▶ [GOAL OF THE EXERCISE] Which lines below include "flux"? Copy them all.

[Data excerpts]
"""

Issue #1349, opened 2021-11-12
Integrating models on high resolution grid


anetasie:
I'm getting back to looking at high resolution grid for model evaluation. This links to the discussion in #823. I expected to be able to use `calc_source_sum()` to get the predicted  values for the model on high resolution grid.  The calculation is done on high resolution grid correctly, but again there is a question of the expectation of the results. 

If we have a box model with the constant amplitude set to 10 and  calculated an integral over the space delta(10) - the integral should evaluate to 10x10 = 100 regardless of the bin size. This is not the case and I'm just getting really confused.

```
dataspace1d(1,100,2,dstype=Data1DInt)
set_model(box1d.b1)
b1.xlow=10
b1.xhi=40
b1.ampl.max=100
b1.ampl=10
fake()
calc_source_sum(10,21)  
calc_model_sum(10,21)
calc_source_sum(10,11)
calc_model_sum(10,11)

dx = 0.1
xgrid = np.arange(1, 100, dx)
grid_lo = xgrid[:-1]
grid_hi = xgrid[1:]
rb1 = b1.regrid(grid_lo,grid_hi)
set_model(rb1)
calc_source_sum(10,20)
calc_model_sum(10,20)
```

I get the following results for model on standard or high resolution grid, so for `b1` or `rb1` models. The results for model being 110 or 90 are due to the large dx=2 bin size. I expected to get 100 for model on high resolution grid which is not limited to dx=2, but is defined on dx=0.1

```
sherpa In [21]: calc_model_sum(10,20)
Out[21]: 110.0

sherpa In [22]: calc_source_sum(10,20)
Out[22]: 47.5

sherpa In [25]: calc_model_sum(10,19)
Out[25]: 90.0
```

anetasie:
I guess this is a better output

```
sherpa In [43]: calc_source_sum(11,20)
Out[43]: 45.0

sherpa In [44]: calc_model_sum(11,20)
Out[44]: 100.0
```

Issue #1300, opened 2021-09-15
normalization of plot_source_component on high resolution grid


anetasie:
This is split from the issue #822 - the grid was fixed by PR #823, however there is a remaining question about the normalization in the plots in the binned data fit on high resolution grid described in details in PR #823.

DougBurke:
I believe we are looking at the wrong part of the software stack with the regrid code. We need to be looking at issues like

- #829 
- #840 
- #945 

before we bother with commands like plot_source

anetasie:
@DougBurke thanks for the summary of the `regrid` issues here. I just created a new label `area: regrid` o mark this type of issues.

Issue #840, opened 2020-06-25
2D regrid gives crazy results - is it mixing up x0/x1 axes?


DougBurke:
I'm trying out the regrid support for 2D models. I believe I'm doing the right thing here, but get crazy data when I try to rebin to a higher resolution. I am not doing any PSF convolution here,so it should act as roughly the identity function, depending on exactly what the rebinning is doing. If I give it a regrid that exactly matches the input it does work.

```
import numpy as np
import pytest

from sherpa.models.basic import Const2D, Gauss2D

from matplotlib import pyplot as plt


y0, x0 = np.mgrid[20:29, 10:20]
y0 = y0.flatten()
x0 = x0.flatten()

gmdl = Gauss2D()
gmdl.fwhm = 14
gmdl.xpos = 15
gmdl.ypos = 24
gmdl.ampl = 10

cmdl = Const2D()
cmdl.c0 = 4

# Does the cache affect anything? It shouldn't
gmdl._use_caching = False
cmdl._use_caching = False


xr1 = np.arange(10, 20, 1)
yr1 = np.arange(20, 29, 1)

rmdlg = gmdl.regrid(xr1, yr1)
rmdlc = cmdl.regrid(xr1, yr1)

shape = (9, 10)
truthg = gmdl(x0, y0).reshape(shape)
truthc = cmdl(x0, y0).reshape(shape)

ansg = rmdlg(x0, y0).reshape(shape)
ansc = rmdlc(x0, y0).reshape(shape)

if (ansc != truthc).any():
    print("const model difference")

if (ansg != truthg).any():
    print("gauss model difference")

# use a finer grid: 0.5 rather than 1
xr2 = np.arange(10, 19.1, 0.5)
yr2 = np.arange(20, 28.1, 0.5)

rmdl2g = gmdl.regrid(xr2, yr2)
rmdl2c = cmdl.regrid(xr2, yr2)

ans2g = rmdl2g(x0, y0).reshape(shape)
ans2c = rmdl2c(x0, y0).reshape(shape)

if ans2c != pytest.approx(truthc):
    print("const model difference 2")

if ans2g != pytest.approx(truthg):
    print("gauss model difference 2")
```

When run you get

```gauss model difference 2```

and if I plot up the `truthg` and `ans2g` images I get respectively:

```
In [7]: plt.imshow(truthg, origin='lower')
Out[7]: <matplotlib.image.AxesImage at 0x7f4a12ae3e80>
```

[...]

PR #1803, opened 2023-06-15
Improvements for regrid support for combined models

### LINKED ISSUE #1802: RecursionError when trying to regrid "complex" models
With CIAO 4.15 we have

```
sherpa In [1]: from sherpa.models.basic import Const1D

sherpa In [2]: (Const1D() + Const1D()).regrid([1, 2, 3])
Out[2]: <RegridWrappedModel model instance 'regrid1d((const1d + const1d))'>

sherpa In [3]: (Const1D() * Const1D()).regrid([1, 2, 3])
Out[3]: <RegridWrappedModel model instance 'regrid1d((const1d * const1d))'>

sherpa In [4]: (Const1D() * (1 + Const1D())).regrid([1, 2, 3])
Out[4]: <RegridWrappedModel model instance 'regrid1d((const1d * (1.0 + const1d)))'>

sherpa In [5]: (Const1D() * Const1D() * (1 + Const1D())).regrid([1, 2, 3])
RecursionError: maximum recursion depth exceeded while calling a Python object
```

Where is this recursion coming from? I have also see a similar issue when dealing with the `integrate` flag (when trying to get it to be supported for *OpModel classes).

If I try with python 3.11 / latest main I get the following:

```
>>> (Const1D() * Const1D() * (1 + Const1D())).regrid([1, 2, 3])
  File "/home/dburke/sherpa/sherpa-main/sherpa/models/model.py", line 1381, in regrid
    return part.__class__.regrid(self, *args, **kwargs)
           ^^^^^^^^^^^^^^^^^^^^^^^^^^^^^^^^^^^^^^^^^^^^
  File "/home/dburke/sherpa/sherpa-main/sherpa/models/model.py", line 1381, in regrid
    return part.__class__.regrid(self, *args, **kwargs)
           ^^^^^^^^^^^^^^^^^^^^^^^^^^^^^^^^^^^^^^^^^^^^
  File "/home/dburke/sherpa/sherpa-main/sherpa/models/model.py", line 1381, in regrid
    return part.__class__.regrid(self, *args, **kwargs)
           ^^^^^^^^^^^^^^^^^^^^^^^^^^^^^^^^^^^^^^^^^^^^
  [Previous line repeated 996 more times]
RecursionError: maximum recursion depth exceeded
```

I can get a slightly-different error if I try the less-well-used division operator

```
>>> (1 / Const1D()).regrid([1, 2, 3])
<RegridWrappedModel model instance 'regrid1d((1.0 / const1d))'>
>>> (1 / (1 + Const1D())).regrid([1, 2, 3])
  File "/home/dburke/sherpa/sherpa-main/sherpa/models/model.py", line 1381, in regrid
    return part.__class__.regrid(self, *args, **kwargs)
           ^^^^^^^^^^^^^^^^^^^^^^^^^^^^^^^^^^^^^^^^^^^^
  File "/home/dburke/sherpa/sherpa-main/sherpa/models/model.py", line 1381, in regrid
    return part.__class__.regrid(self, *args, **kwargs)
           ^^^^^^^^^^^^^^^^^^^^^^^^^^^^^^^^^^^^^^^^^^^^
  File "/home/dburke/sherpa/sherpa-main/sherpa/models/model.py", line 1381, in regrid
    return part.__class__.regrid(self, *args, **kwargs)
           ^^^^^^^^^^^^^^^^^^^^^^^^^^^^^^^^^^^^^^^^^^^^
  [Previous line repeated 994 more times]
  File "/home/dburke/sherpa/sherpa-main/sherpa/models/model.py", line 1378, in regrid
    if not hasattr(part, 'regrid'):
           ^^^^^^^^^^^^^^^^^^^^^^^
  File "/home/dburke/sherpa/sherpa-main/sherpa/models/model.py", line 577, in __getattr__
    lowered_name = name.lower()
                   ^^^^^^^^^^^^
RecursionError: maximum recursion depth exceeded while calling a Python object
``` 

but note that I can say:

```
>>> (Const1D() / (1 + Const1D())).regrid([1, 2, 3])
<RegridWrappedModel model instance 'regrid1d((const1d / (1.0 + const1d)))'>
```

Hmm, it's not due to `ArithmeticConstantModel` - which is used to represent numeric terms like `1` in the above, since this also fails

```
>>> (Const1D() * Const1D() * (Const1D() + Const1D())).regrid([1, 2, 3])
  File "/home/dburke/sherpa/sherpa-main/sherpa/models/model.py", line 1381, in regrid
    return part.__class__.regrid(self, *args, **kwargs)
           ^^^^^^^^^^^^^^^^^^^^^^^^^^^^^^^^^^^^^^^^^^^^
  File "/home/dburke/sherpa/sherpa-main/sherpa/models/model.py", line 1381, in regrid
    return part.__class__.regrid(self, *args, **kwargs)
           ^^^^^^^^^^^^^^^^^^^^^^^^^^^^^^^^^^^^^^^^^^^^
  File "/home/dburke/sherpa/sherpa-main/sherpa/models/model.py", line 1381, in regrid
    return part.__class__.regrid(self, *args, **kwargs)
           ^^^^^^^^^^^^^^^^^^^^^^^^^^^^^^^^^^^^^^^^^^^^
  [Previous line repeated 996 more times]
RecursionError: maximum recursion depth exceeded
```

DougBurke:
I've reworked how this is done, which has lead to bigger changes. I haven't yet updated the documentation to reflect this.

# Summary

Improve behavior of the `regrid` method when called with "complex" models (these with multiple components). Fix #1802 

# Details

Allows UnaryOpModels to be regridded and fixes #1802 (in a way that works for both BinaryOp and UnaryOp models). It is only a small part of the changes needed to get the regrid code to handle the cases we care about.

Adding support for UnaryOpModel:

- change from ArithmeticModel to RegriddableModel as a parent class (all that RegriddableModel does is add the `regrid` method)
- add a `regrid` method that follows the approach of BinaryOpModel, which delegates the choice to the first valid component it finds (this is easier than the binary case as we only have one "part" to check, but it can itself be a complex model so we use the same approach as BinaryOpModel and just look for the `parts` attribute rather than using a specific `is instance` check [*]

Fixing #1802 for BinaryOpModel:

The issue is discussed in #1802, which I repeat here. The problem was that the `regrid` method would look at the two components (`lhs`, `rhs`) via the `parts` attribute. It then tries to find the first class which has a `regrid` method, and applies that class method to `self`. The trouble is when one of these two parts is itself a `BinaryOpModel`, because then it will find it's own code and call it, which ends up in an infinite loop, and hence `RecursionError`. The solution I came up with was to recognize that if a part has a `parts` attribute then we need to recurse through them (which can then recurse if it's a highly-nested expression) until we fit an object with a `regrid` attribute we can call.

Two possible alternatives are

- we can do this recursing when we create the `BinaryOpModel` instance and then store it via a `_regrid` field (for instance), which would make `regard` a lot cleaner and would likely stop so much inspection (since at each level of finding a `*OpModel` we know that will already have a `_regrid` setting). I only came up with this idea after submitting the code, and have decided not to pursue it since a) this code seems to work, b) there's no guarantee there isn't little daemons to deal with in this approach, and c) it means all users pay the price, eve if they never call `regard` (although the costs of all approaches is not expected to be huge)

- an alternative is that we could use the `ndim` attribute of the model to decide whether we call `RegriddableModel1D` or `RegriddableModel2D`. This would be **much** simpler but it combines concerns that should be separate, and would not allow sub-classing of these models (or using an alternative method that provides the same `regrid` interface).

[*] An earlier commit, where we only had support for BinaryOpModel, used is instance, but that was on purpose there as at that time it wasn't valid for UnaryOpModel 

# Background

For those that have not really looked at the regrid code before, I apologize. This change is pretty small, but it may be useful to have a larger-picture view. It also touches on elements I don't want to actually address in this particular PR.

We have the `RegriddableModel` class which adds the `regrid` "interface", by which we can ask for a new model that acts as the original model does but it will evaluate the model on the grid sent to `regrid` and will then "rebin" or interpolate onto whatever user grid is given. The actual implementation is done in`RegriddableModel1D` or `RegriddableModel2D`. It was originally restricted to single models (e.g. gauss1d) and not composite models (e.g. gauss1d + powlaw1d), but this is rather restrictive [**]. In #919 Dan added support for calling `regrid` for a "binary" model - that is `BinaryOpModel`) based on initial prototyping done by me, but it was not correct as discussed in #1802. We want to fix this, and to add support for `regrid` to the `UnaryOpModel` class, as this is the other main way to combine models (much-less-used than `BinaryOpModel`). So, the work here is that for a `regrid` call to a "container" class (`BinaryOpModel` / `UnaryOpModel`), how do we find out what `regrid` method we want from the contained elements (via the `parts` array, which comes from the `CompositeModel` class)?

As an aside, the logic that `regrid` uses can be done by any user, so you don't technically need to have a model that provides the `regrid` method. So, we could just drop the idea of being able to regrid a composite model and tell users that they have to do it manually. I don't think this is a good idea, but it is something we could do. However, we still need to be able to handle regridding composite models (even if not automatically), so there are still going to be follow-up PRs!

[**] I claim that it only really makes sense to regrid a convolution-style model (since the only reason you want data from a different grid is because you are going to pass it to some model to "reprocess" the data into the energy range you care about), but I may be missing a use case, and even if I was right we could have something like `convmodel1(...) + convmodel2(...)` where you want both to use this fancy-grid-extension scheme, or just regrid the whole model as it's too awkward to identify just the convolution component.


hamogu:
I have a conceptual question. I guess I should be able to figure it out from the code, but it might be easier to just ask: Assuming we have two model components (say, in a `BinaryOpModel`) and one of the msupports regridding, and the other one does not. What does that mean? Can we regrid the combined model, or not?

Put it another way, I'm thinking of the complex model expression where "basic" models are leaves and `BinaryOpModel` or `UnaryOpModel` or `ConvolutionModel` are nodes. Now, does the entire tree fail to regrid, if there is just one node or leaf that cannot regrid? Or do we identify sub-trees that can regrid, evaluate all parts of that sub-tree on the new grid, and then, inrerpolate/rebin/whatever on the top node of that subtree (so that the output of the subtree is then on the "normal" (not regridded) grid, so that that normal grid can then be passed up into the next higher level (which may not support subgridding)?

Last, there are very few models that cannot support subgridding (there might bem ore where it's not been implemented yet, but that in principle can support that), right? All that comes to mind right now is a `TableModel` with x-axis set to `None`. I'm just trying to understand possible use cases and the fundamental limits.

Why am I asking all this? The code change itself is conceptually simple, but I have not looked (or inderstood) the regrid code before being asked to review this PR and I want to make sure that I'm not approving something that locks us into a solution which I later find out to not agree with what I believe to be the best.

DougBurke:
Good question. At the moment we don't really have a way to say "this model can be regridded and this model can not". We could say that only models that derive from the `RegriddableModel` class can be regridded, and then make the *OpModel classes either

- 1. fail when asked to regrid a composite model that does not handle this
- 2. try something really fancy and only regrid those components that support it, and not the others

If we went this way I'd argue for 1, not 2. Thinking about it I think 2 wouldn't be that hard, as it can be handled by over-riding the `calc` method of the `*OpModel` class, but I wonder if you'd get different results if you wrote models differently - e.g. `m1 * (m2 + m3)` vs `m1 * m2 + m1 * m3` when `m1` is not regriddable.

I do not know how many models we have that do not support regridding - I can only think of the table model case when you haven't given an independent axis (which is a highly-specialized case, and has issues if you filter the data, and ideally would be handled separately from the general table-model code, but that's for a different day), and is the problem case you identified too, but I have not done a deep dive on this.

At the moment I am assuming we do not require the `RegriddableModel` superclass, but I'll have a think about this.  One issue we have is that I don't think we've properly gone and updated `ArithmeticModel` to `RegriddableModel1D` (or `2D`) in all our models.

One thing I have in my mind is that this regrid support is only really relevant with a convolution model, otherwise what's the point. That is, we need a model like `fancy(m1 + m2 * m3)` where we want to evaluate `m1 + m2 * m3` on a different grid, use this when convolving it with whatever `fancy` does, and then regridding onto the original grid. In this case we would only need to add `regrid` support to the convolution model and forget all this complication. However, we could end up with `fancy1(some-model-expression) + fancy2(a-different-model-expression)` and want to regrid both `fancy1` and `fancy2` [or have a complicated expression where the convolution is somewhere within it] and just don't want to bother with identifying just the component to change. Also, maybe we do want to be able to mark a model as "un-regriddable", in which case the "only bother with convolution models" approach loses out.

I am not sure this is particularly helpful though!

hamogu:
This is a bit helpful, in the sense that it clarifies for me that we might need to think a bit harder on what we want. 

What's the difference between "regrid" and "evaluate on some grid"? Leaving aside the odd "Table model with no x axis" (which is needed in some cases, but clearly it's an odd case), all model *can* can be evaluated on different grids - you just need to set an ignore/notice and the input for x changes. How is that different from regridding? The "lower level" models just receive an array for x and return model values for that; that should work even without a regrid method, right?

So maybe the way to do it is to add the regrid method **only** to models that *cause* regridding to be used such as convolution models, i.e. make regrid a method for "call calc of the lower level models, but with this x grid"? So, regrid would then be something like:
```Python
def regrid(self, x, **kwargs):
    xbig = np.concatenate([
                     np.array([.7, .8, .9]) * x.min(),
                     x,
                     np.array([1.1, 1.2, 1.3]) * x.max()])
    ybig = self.calc(xbig, **kwargs)
    return np.interpolate(x, xbig, ybig)
```

All the lower level models (incl `UnOPModel` and `BinaryOpModel`) would then not need a regrid method because they are just called using the normal `calc` method for some value of x.

In fact, maybe there should not be a `regrid` method at all, but the `calc` method of models that require regridding simply do that as part of their normal `calc` method and then call lower-level models with an expanded grid. The user would not notice the difference.

This runs into problems with models like `fancy1(fancy2(model1 + model2))` in that fancy1 will just call fancy2 with a new grid, so how does fancy2 know of that grid is already regridded? It doesn't so it would regrid again, making the grid even wider and causing the result to be interpolated/rebinned twice with possibly loss of precision. But a-priory it's not clear how to solve this problems anyway - fanc1 and fancy might have different requirements on regridding, e.g. one adds only on the left of the x array and one only one the right. The scheme would work, it might just not be ideal.

Also, I would argue that those situations are rare, and we could pass down a flag "no more regridding" to lower levels.

DougBurke:
So, we already have the existing regrid implementation which is being used in prodiuction (for instance the Chandra Source Catalog), so we can't just break things. I believe the use that the CSC makes is only for 2D models [*], and as the 1D and 2D cases are technically separate we can do whatever we want for 1D, but I would want to have a consistent scheme/setup. There are also things I don't understand about the 2D case but that is, I believe, an implementation issue, and discussed in #840 and I think not relevant for the larger picture. 

Although I believe the regrid option only makes sense for convolution style models, I am reluctant to restrict it to just those models as

- I could be wrong (I know @anetasie has used the regrid option in use cases I don't understand)
- I want to support something like the XSPEC [energies](https://heasarc.gsfc.nasa.gov/xanadu/xspec/manual/XSenergies.html) command, which you apply to the whole "dataset/grid", and not just the relevant convolution component and lets you do the equivalent of `plot_source()` and see the model evaluated on the user-defined grid (but `plot_model()` shoes the model evaluated on the "data" grid, ie that provided by the RMF) [**]

I'm not sure I fully understand your issue about "what is special about regrid"? Yes, we should in general be able to evaluate a model on a different grid, that doesn't help you when you say "I need it evaluated on this grid, which is enforced by the data [such as the RMF for PHA data] but I want to internally do the analysis on a different grid and then convert to the 'data grid'". So we need some way to do this operation. But perhaps this is a red herring.

It may be that only being able to regrid convolution models is the cleanest approach, but: we still need to be work out what to do with composite models (the "future reference" point I am about to make is relevant there); as I said, it would be useful to know what @anetasie is actually doing to see if that involves convolution; breaking existing code; and whether we might want to easily view a whole model with the "over-ridden" grid rather than the "what we need to compare to data" grid. But I fear that we may be talking past each other so may have to actually get together in July or later to discuss.

I also want to point out for future reference that "regrid" can mean either

- interpolation onto a different grid
- rebin onto a different grid to conserve "flux"

and understanding what we want to do there depends in part on our discussions on the integrate flag.

---

[*] my understanding is that this is for a convolution-style model (a 2D PSF read in from a file being convolved with a model), so it should fit in the "convolution" narrative 

[**] although I want to be able to support something like XSPEC `energies`, I do not know how we could have `plot_source` use the user-defined grid nicely (it may be easy to do, but you'd not be able to switch between that and the user grid), and there are other issues when it comes to what people expect with `plot_model`with our current code - e.g. 
- #822
- #1300 
- #1349

hamogu:
I support "plotting on a high resolution grid". My point is that that's not conceptually a regrid (which to me means "evaluate on one grid and then rebin/interpolate?), but just an "evaluate on the a different grid and plot that" - and the latter is something that might need UI work in the `plot_model` function, but not in how the model is evaluated.
Of course, the trouble is getting the units right (flux per energy? per wavelength? per bin - and if so, which bin? energy flux or counts flux?)

So, the question is, for that vision, what's "regrid" actually supposed to do?

(And I fully agree with not breaking existing behavior **and** also being consistent between 1D and 2D, if at all possible. I'm not trying to convince you to break something, I'm trying to understand what it's supposed to do so that I can confidently say "yes, this PR works towards that goal".)

hamogu:
@DougBurke: I agree that a quick talk would probably help. 
@anetasie please let us know what you actually use regrid for.

DougBurke:
Hmm. Looking at this again I'm going to try the "detect which regrid class to use when the composite model is created", which is leading me on some interesting digressions into the existing class hierarchy - e.g. `CompositeModel` vs `ArithmeticModel`.

hamogu:
@anetasie What is the status of this? 
Last review note says

> @anetasie please let us know what you actually use regrid for.

Can you tell us your use case so that we can decide how to proceed?

hamogu (commented):
@anetasie ping: What is the status of this?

"""

▶ [REPLY TO THE TASK]
- rebin onto a different grid to conserve "flux"
Of course, the trouble is getting the units right (flux per energy? per wavelength? per bin - and if so, which bin? energy flux or counts flux?)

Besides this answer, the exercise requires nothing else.